Dataset entries
----

PR #1209, opened 2023-09-11
Disable idle timeout for scale-in protected instances

DrJosh9000:
Setting MinSize prevents AWS from scaling in below a number of agents. This doesn't prevent the agent terminating, which causes the terminate-instance script to run. That's fine, but... the agent can terminate for a variety of reasons, the most common being the idle timeout.

If MinSize > 0, and there are few jobs, then after ScaleInIdlePeriod (which becomes agent's disconnect-after-idle-timeout) the agent terminates (taking the instance with it). Then a new instance is spun up, it times out, and terminates. Lather, rinse, repeat. 

Arguably the intention of MinSize is to ensure some minimum capacity is always ready. So the idle timeout shouldn't apply to MinSize of the instances running.

### DIFF
--- a/packer/linux/conf/bin/bk-install-elastic-stack.sh
+++ b/packer/linux/conf/bin/bk-install-elastic-stack.sh
@@ -65,6 +65,14 @@ PLUGINS_ENABLED=()
 [[ $ECR_PLUGIN_ENABLED == "true" ]] && PLUGINS_ENABLED+=("ecr")
 [[ $DOCKER_LOGIN_PLUGIN_ENABLED == "true" ]] && PLUGINS_ENABLED+=("docker-login")
 
+# Check whether this instance is protected from scale-in
+SCALE_IN_PROTECTION="$(aws autoscaling describe-auto-scaling-instances --instance-id "${INSTANCE_ID}" --query 'AutoScalingInstances[0].ProtectedFromScaleIn')"
+
+# If so, disable the idle timeout for the agent.
+if [[ "${SCALE_IN_PROTECTION}" = 'true' ]]; then
+  export BUILDKITE_SCALE_IN_IDLE_PERIOD=0
+fi
+
 # cfn-env is sourced by the environment hook in builds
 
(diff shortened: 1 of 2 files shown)


triarius (commented):
The condition `SCALE_IN_PROTECTION = "true"` will always be met because new instances are always protected from scale in: https://github.com/buildkite/elastic-ci-stack-for-aws/blob/9c7dd0b86ad25c79778748a451f33753c2da671b/templates/aws-stack.yml#L1297

Thus, this PR will cause the scale in idle period to always be 0.

However, currently, the only mechanism by which the ASG scales in relies on BUILDKITE_SCALE_IN_IDLE_PERIOD > 0.

The rough sequence is
- ScaleInIdle period is exhausted
- Agent process terminates
- systemd runs the script specified in [ExecStopPost](https://github.com/buildkite/elastic-ci-stack-for-aws/blob/9c7dd0b86ad25c79778748a451f33753c2da671b/packer/linux/conf/buildkite-agent/systemd/buildkite-agent.service#L17)
- this script terminates the instance and decrements the ASG desired capacity
- if the ASG is already at the min size, the decrement will be rejected, but the termination will still occur and the ASG launches a new instance.

Because this is the only way a stack can scale in, we can't disable this without first finding a different way to terminate instances.

But, if the behaviour you want is just that instances don't terminate when the stack is at Min capacity, then I recommend you modify the script in ExecPostStop to detect whether it should terminate the instance or not. If not, it might be able to restart the systemd unit.

This new behaviour should be set by a parameter too. Only users that want it should be made to use it. Some users may be unwittingly relying on the fact that their instances are cycling event when they have a non-zero min capacity.

triarius:
For future travellers, this bit is not quite correct:
> -   if the ASG is already at the min size, the decrement will be rejected, but the termination will still occur and the ASG launches a new instance.

Instead, the `ExecStopPost` script will error and systemd will restart the agent. The instance will survive this restart.

PR #1212, opened 2023-09-12
Prevent permission script acting on symlinks

DrJosh9000:
`chown -R` by default does not traverse symlinks, but we should prevent any of the path it is given from being a symlink.

Other changes:

- The target should not just exist, but only be a directory, so that's a new error.
- Docker container `bats/bats` has been updated in the last 7 years, `lucor/bats` not so much.


packer/linux/conf/buildkite-agent/scripts/fix-buildkite-agent-builds-permissions
```diff
@@ -71,15 +71,30 @@ exit_if_blank "${AGENT_DIR}"
...
-if [[ -e "${PIPELINE_PATH}" ]]; then
-	/bin/chown -R buildkite-agent:buildkite-agent "${PIPELINE_PATH}"
+# If it doesn't exist, then we won't do anything.
+if [[ ! -e "${PIPELINE_PATH}" ]]; then
+	exit 0
+fi
+
+
+# Check for symlink shenanigans
+if [[ "$(realpath "${PIPELINE_PATH}")" != "${PIPELINE_PATH}" ]]; then
```
triarius, line 88: Why not
```suggestion
if [[ -L "${PIPELINE_PATH}" ]]; then
```

triarius (approved):
LGTM

packer/linux/conf/buildkite-agent/scripts/fix-buildkite-agent-builds-permissions
DrJosh9000: That catches the final path segment being a symlink, but not the intermediate segments.

PR #1225, opened 2023-09-25
Correctly terminate single-job instances

moskyb:
There's a situation that can occur when using the TerminateAfterJob mode of the agent, where when the ASG gets down to its MinSize, after running a job, the agent will attempt to self-terminate using the `aws autoscaling terminate-instance-in-autoscaling-group` command, but becuase that action would cause the ASG to go below its minsize, the call fails. This fails the entire systemd `ExecPostStop` hook, which fails the entire unit, which causes systemd to restart the unit.

This means that in certain circumstances (when the instance attempted to self-terminate but the call failed), single-job instances can retain state from previous jobs, which is the opposite of what we want for these instances.

This PR changes the autoterminate script so that if the instance is in TerminateAfterJob mode, if the call to terminate fails, the instance will call `shutdown` on itself, causing the instance to be removed from the ASG no matter what EC2 has to say about it

### DIFF
--- a/packer/linux/conf/bin/bk-install-elastic-stack.sh
+++ b/packer/linux/conf/bin/bk-install-elastic-stack.sh
@@ -131,6 +131,10 @@ echo Writing Phase 2/2 for /var/lib/buildkite-agent/cfn-env helper function...
 cat <<EOF >>/var/lib/buildkite-agent/cfn-env
 
 set_always         "BUILDKITE_AGENTS_PER_INSTANCE" "$BUILDKITE_AGENTS_PER_INSTANCE"
+
+# also set via /etc/systemd/system/buildkite-agent.service.d/environment.conf
+set_always         "BUILDKITE_TERMINATE_INSTANCE_AFTER_JOB" "$BUILDKITE_TERMINATE_INSTANCE_AFTER_JOB"
+
 set_always         "BUILDKITE_ECR_POLICY" "${BUILDKITE_ECR_POLICY:-none}"
 set_always         "BUILDKITE_SECRETS_BUCKET" "$BUILDKITE_SECRETS_BUCKET"
 set_always         "BUILDKITE_SECRETS_BUCKET_REGION" "$BUILDKITE_SECRETS_BUCKET_REGION"
@@ -357,6 +361,7 @@ done
 echo "Waited $next_wait_time times for docker to start. We will exit if it still has not started."
 check_docker
 
+# also set in /var/lib/buildkite-agent/cfn-env so that its shown in the job logs
 systemctl set-environment "BUILDKITE_TERMINATE_INSTANCE_AFTER_JOB=${BUILDKITE_TERMINATE_INSTANCE_AFTER_JOB}"
 echo Starting buildkite-agent...
 systemctl enable --now buildkite-agent
--- a/packer/linux/conf/bin/bk-install-elastic-stack.sh
+++ b/packer/linux/conf/bin/bk-install-elastic-stack.sh
@@ -361,8 +361,17 @@ done
 echo "Waited $next_wait_time times for docker to start. We will exit if it still has not started."
 check_docker
 
-# also set in /var/lib/buildkite-agent/cfn-env so that its shown in the job logs
-systemctl set-environment "BUILDKITE_TERMINATE_INSTANCE_AFTER_JOB=${BUILDKITE_TERMINATE_INSTANCE_AFTER_JOB}"
+echo Writing buildkite-agent systemd environment override...
+# also set in /var/lib/buildkite-agent/cfn-env so that it's shown in the job logs
+mkdir -p /etc/systemd/system/buildkite-agent.service.d
+cat <<EOF | tee /etc/systemd/system/buildkite-agent.service.d/environment.conf
+[Service]
+Environment="BUILDKITE_TERMINATE_INSTANCE_AFTER_JOB=${BUILDKITE_TERMINATE_INSTANCE_AFTER_JOB}"
+EOF
+
+echo Reloading systemctl services...
+systemctl daemon-reload
+
 echo Starting buildkite-agent...
 systemctl enable --now buildkite-agent
 
--- a/packer/linux/conf/bin/bk-install-elastic-stack.sh
+++ b/packer/linux/conf/bin/bk-install-elastic-stack.sh
@@ -357,6 +357,7 @@ done
 echo "Waited $next_wait_time times for docker to start. We will exit if it still has not started."
 check_docker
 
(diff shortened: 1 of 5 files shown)


DrJosh9000 (commented):
Should we do a similar thing on the Windows side?

moskyb:
> Should we do a similar thing on the Windows side?

ooh, good call, have added now. i'm gonna do some smoke testing before merging, though

packer/windows/conf/bin/bk-install-elastic-stack.ps1
```diff
@@ -227,6 +228,9 @@ If ((![string]::IsNullOrEmpty($Env:BUILDKITE_ENV_FILE_URL)) -And (Test-Path -Pat
   }
 }
 
+nssm set buildkite-agent AppEnvironmentExtra BUILDKITE_TERMINATE_INSTANCE_AFTER_JOBUILDKITE_TERMINATE_INSTANCE_AFTER_JOB=$Env:BUILDKITE_TERMINATE_INSTANCE_AFTER_JOB
```
DrJosh9000, line 231: Should it be this?

```suggestion
nssm set buildkite-agent AppEnvironmentExtra BUILDKITE_TERMINATE_INSTANCE_AFTER_JOB=$Env:BUILDKITE_TERMINATE_INSTANCE_AFTER_JOB
```

packer/windows/conf/bin/bk-install-elastic-stack.ps1
```diff
@@ -246,9 +250,9 @@ cfn-signal `
   --stack "$Env:BUILDKITE_STACK_NAME" `
   --resource "AgentAutoScaleGroup" `
   --exit-code 0 ; if (-not $?) {
-    # This will fail if the stack has already completed, for instance if there is a min size
-    # of 1 and this is the 2nd instance. This is ok, so we just ignore the erro
-    Write-Output "Signal failed"
-  }
+  # This will fail if the stack has already completed, for instance if there is a min size
+  # of 1 and this is the 2nd instance. This is ok, so we just ignore the erro
+  sm   Write-Output "Signal failed"
```
DrJosh9000, line 255: `sm`?

```suggestion
  Write-Output "Signal failed"
```

packer/windows/conf/bin/bk-install-elastic-stack.ps1
moskyb: no idea what happened here... fixed now though, as with `sm`

packer/linux/conf/buildkite-agent/scripts/terminate-instance
```diff
@@ -12,4 +16,15 @@ region=$(curl -H "X-aws-ec2-metadata-token: $token" --fail --silent --show-error
...
 
-aws autoscaling terminate-instance-in-auto-scaling-group --region "$region" --instance-id "$instance_id" "--should-decrement-desired-capacity"
+if [[ $BUILDKITE_TERMINATE_INSTANCE_AFTER_JOB == "true" ]]; then
+  # If we're the final before the ASG's min size, the call to terminate-instance-in-autoscaling-group will fail, as AWS
+  # won't allow the ASG to go below its min size. In this case, we need to call shutdown instead and force the issue -
+  # the ASG will then spin up a new instance to replace the one we're shutting down, leaving all well in the world.
+  #
+  # We need to do this because if the call to terminate fails, the systemd unit will start up a new buildkite-agent process
+  # on this machine, with state left over from the last agent, which is the opposite of what we want when $BUILDKITE_TERMINATE_INSTANCE_AFTER_JOB is true.
+  terminate "$region" "$instance_id" || shutdown
```
DrJosh9000, line 26: I think the default time for `shutdown` is 1 minute. `shutdown now`?

packer/windows/conf/bin/bk-install-elastic-stack.ps1
```diff
@@ -227,6 +228,9 @@ If ((![string]::IsNullOrEmpty($Env:BUILDKITE_ENV_FILE_URL)) -And (Test-Path -Pat
   }
 }
 
+nssm set buildkite-agent AppEnvironmentExtra BUILDKITE_TERMINATE_INSTANCE_AFTER_JOB=$Env:BUILDKITE_TERMINATE_INSTANCE_AFTER_JOB
+If ($lastexitcode -ne 0) { Exit $lastexitcode }
```
DrJosh9000, line 232: This line repeats the next one - I'm guessing that the existing one was checking the exit code from the `Get-Content` in the loop above. So maybe the lines should be swapped.

DrJosh9000 (approved):
Some more comments, but I think this is good 🥑

packer/windows/conf/bin/bk-install-elastic-stack.ps1
DrJosh9000, line 1: I commend your effort!

hckuo-anyscale:
when can we merge this?

packer/linux/conf/bin/bk-install-elastic-stack.sh
```diff
@@ -260,6 +260,7 @@ check_docker() {
 check_docker
 
 # start buildkite-agent
+systemctl set-environment "BUILDKITE_TERMINATE_INSTANCE_AFTER_JOB=${BUILDKITE_TERMINATE_INSTANCE_AFTER_JOB}"
```
triarius, line 263: This is going to make it into the job's env yeah? It seems like a useful thing for a job to know, so I'm not opposed to exposing it. But typically, env variables set by the elastic stack are disclosed in an environment hook that sources `/var/lib/buildkite-agent/cfn-env`.

Indeed, that file is the way for configuration set by template parameters to effect the behaviour of various scripts that run on the elastic stack.

You're using a different way of doing that here, which I generally think is better. But it only works for scripts run through systemd. 🤷‍♂️

I'll approve it if it's just addded to `cfn-env` though. That file is generated in https://github.com/buildkite/elastic-ci-stack-for-aws/blob/ee348e4976c9eb4696dc44c3b4f08e59f073059f/packer/linux/conf/bin/bk-install-elastic-stack.sh#L99-L100

templates/aws-stack.yml
```diff
@@ -1092,6 +1092,7 @@ Resources:
           IamInstanceProfile:
             Arn: !GetAtt "IAMInstanceProfile.Arn"
           InstanceType: !Select [ "0", !Split [ ",", !Join [ ",", [ !Ref InstanceTypes, "", "", "" ] ] ] ]
+          InstanceInitiatedShutdownBehavior: "terminate"
```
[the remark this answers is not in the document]
triarius: I think if we just make it conditional on the `TerminateInstanceAfterJob` parameter, it's good enough for now.

triarius (approved):

triarius (changes requested):
I've tested this out with by launching a real stack, and it does not work because the buildkite-agent user does not have permission to shut down the instance.

I'm exploring other options.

----

What to work on:
If a line falls between the first line of the entries and the line containing "Setting MinSize prevents", or is one of those two, restate it word for word; leave all other lines out.

Response area:
PR #1209, opened 2023-09-11
Disable idle timeout for scale-in protected instances

DrJosh9000:
Setting MinSize prevents AWS from scaling in below a number of agents. This doesn't prevent the agent terminating, which causes the terminate-instance script to run. That's fine, but... the agent can terminate for a variety of reasons, the most common being the idle timeout.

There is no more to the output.